Oh God. Lexie has been doing this for months. Her temper tantrums last for 5-10 mins at a time and she tries to get daddy to give in when mommy has already told her no. She has also decided to not listen to a **** thing any of us tell her so we're working on reinforcing all her commands. sigh. these teenage years are trying! hahaha


----------



## threefsh (Apr 25, 2011)

Riley went from doing completely reliable sit/stays one week to 75% reliable and 25% "Eh, I'm bored with this, I think I will pretend I forgot what you told me to do and go sniff around." It's driving me CRAZY! We've really stepped up the training at home and that seems to have helped, a little.



kristen said:


> Odin gets bitchy and talks back when he doesn't get his way. Then he sulks, and runs to Dad to try to get him to give in.


Haha, Ri has started this as well. She's mastered this super-annoying kind of whining-trill sound... oh boy, I'm dreading the next few months.


----------



## nicoledeez (Dec 20, 2010)

Well Lexie is 17months old and I can tell ya, she's been in this teenage nonsense for months. Hoping for a 2yr attitude change. :-D


----------



## Linescreamer (Sep 28, 2010)

With a very strong training regimen, Copper came out of it at around 14 months. He is 20 months now, and responds like an army Sargent! ;D


----------



## Ozkar (Jul 4, 2011)

With V's they tend to have two teenage hoods. So keep your eye out for the 2nd one which can be from 2.5 to 3.5 years.


----------



## pippa31 (Aug 2, 2011)

We are starting Teen 1 training with Pippa on Monday. She definitely, at 8 months, has started "talking back" and has now started jumping up when she doesn't get her treat when she wants it....um NO. I've been putting her in a lot of sit/stays when I need an attitude change with her. Hoping the more i add on obedience training, the shorter the teen stage will be....? :


----------



## Suliko (Sep 17, 2011)

nicoledeez said:


> Hoping for a 2yr attitude change. :-D


Same here! Even though Sophie is getting much better with not talking back, there is still room for improvement!


----------



## redbirddog (Apr 23, 2010)

http://redbirddog.blogspot.com/2009/09/horny-male-vizsla.html

Except from my post about Bailey in the "wonder years."

_Bailey is testing adulthood. He is testing me now. These are interesting times in raising an intact male. Never done this before. Casar tells that during this age dogs are "given up" to shelters. That cute puppy is no longer cute nor a puppy any more when the "true dog" comes out in them.

Bailey never did try to mount the female, for which I was grateful, but the poor girl's ears sure were wet from all the licking he did.

So here is another part of learning how to deal with this highly spirited, bright and strong-willed male hunting dog. 

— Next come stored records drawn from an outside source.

PR #6642, opened 2026-09-08
refactor: note image url check

### LINKED ISSUE #6598: image fetch is executed on each note input change
### The problem

https://github.com/inovex/scrumlr.io/pull/6529 changed some logic concerning the `isImageUrl` helper util.

this leads to currently sending a fetch request on every note input change, where most will obviously bounce back failing.

Note: High priority because this definitely needs to get fixed before the next release, or alternatively revert https://github.com/inovex/scrumlr.io/pull/6529 first

 

### Browser

All

- start typing a note in the input (e.g. "abc")
- monitor network request
- result: three separate network requests for `https://a`, `https://ab`, `https://abc`

### Screenshots

_No response_

### Additional context

I think there are some strategies than can be employed to mitigate and minimize the amount of network requests being called:

1. fetch only if the input is a valid URL, 
2. debounce fetch (if the user hasn't changed the input for, say, 300ms)
3. don't get the whole image just to read the mime type, use [HTTP HEAD request method](https://developer.mozilla.org/en-US/docs/Web/HTTP/Reference/Methods/HEAD)
4. rethink whether this fetch is needed in the first place or the url itself is sufficient, but I reckon not all image urls always have an adequate extension

Schwehn42:
## Description

fixes https://github.com/inovex/scrumlr.io/issues/6598

currently, fetches are needlessly executed just to check whether a url is a valid image.  
For example, simply putting "a" into a note would check if "https://a" is an image, where we can confidently say it won't.

this PR does various improvements:

1. debounce: don't check while the user is typing, but after a small delay
2. AbortController: fetch allows for signal to cancel the operation, e.g. if the user start typing again
3. optimistic check: well-formed with image suffix (e.g. .png) are considered valid images
4. fallback fetch: for url with no extension, such as https://avatars.githubusercontent.com/u/9919, a fetch is actually executed
   1. only HEADers are fetched
   2. has to be 200 ok
   3. has to be image mime type

## Changelog

- `useImageChecker`
  - add debounce 
  - add abort controller signal
- `utils/url`
  - `normalizeAndParseUrl`: try to create a well-formed URL object
  - isValidWebUrl: checks if a url if valid in the sense of a web url, e.g. https://a is a valid url but not a web url
- `utils/images`
  - `isImageUrl`: parse and check for image url, improve fetch
- add unit tests 

## Checklist


Planlos5000 (approved):
lgtm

I know this stage will pass. In the meantime, Bailey will have to KNOW that I am the Alpha male. He may stay on leash a lot more over the next few months. His training will be tougher and commands stronger.

And yes, I did order our nice new training collar with a 1/2 mile range. Should arrive any day.

In my opinion, all teenage boys (including human ones that date our daughters) should wear one_.

Enjoy. We survived two teenage daughters and now two teenage Vizslas. What doesn't kill you makes you stronger.

RBD


----------



## Ozkar (Jul 4, 2011)

The good news is, that with a V, you get to enjoy TWO teenage stages. They go through another between 2.5 and 3 years. This one though, is where they really get stubborn!  A mate with two had to send them to Boarding school when they hit that age. Apha dog training here in Victoria, is like a boot camp for dogs. You send them there for a minimum of two weeks, they give you back a robot! The handover teaches you all you need to know in half a day and the dog is good to go.

I've seen the results, it does work. But to me, unless I had issues, I would rather handle it myself. 

I am sure you guys will have something akin to Alpha over there. Quite possible the theories and business model are adopted from you anyhoo!!!


----------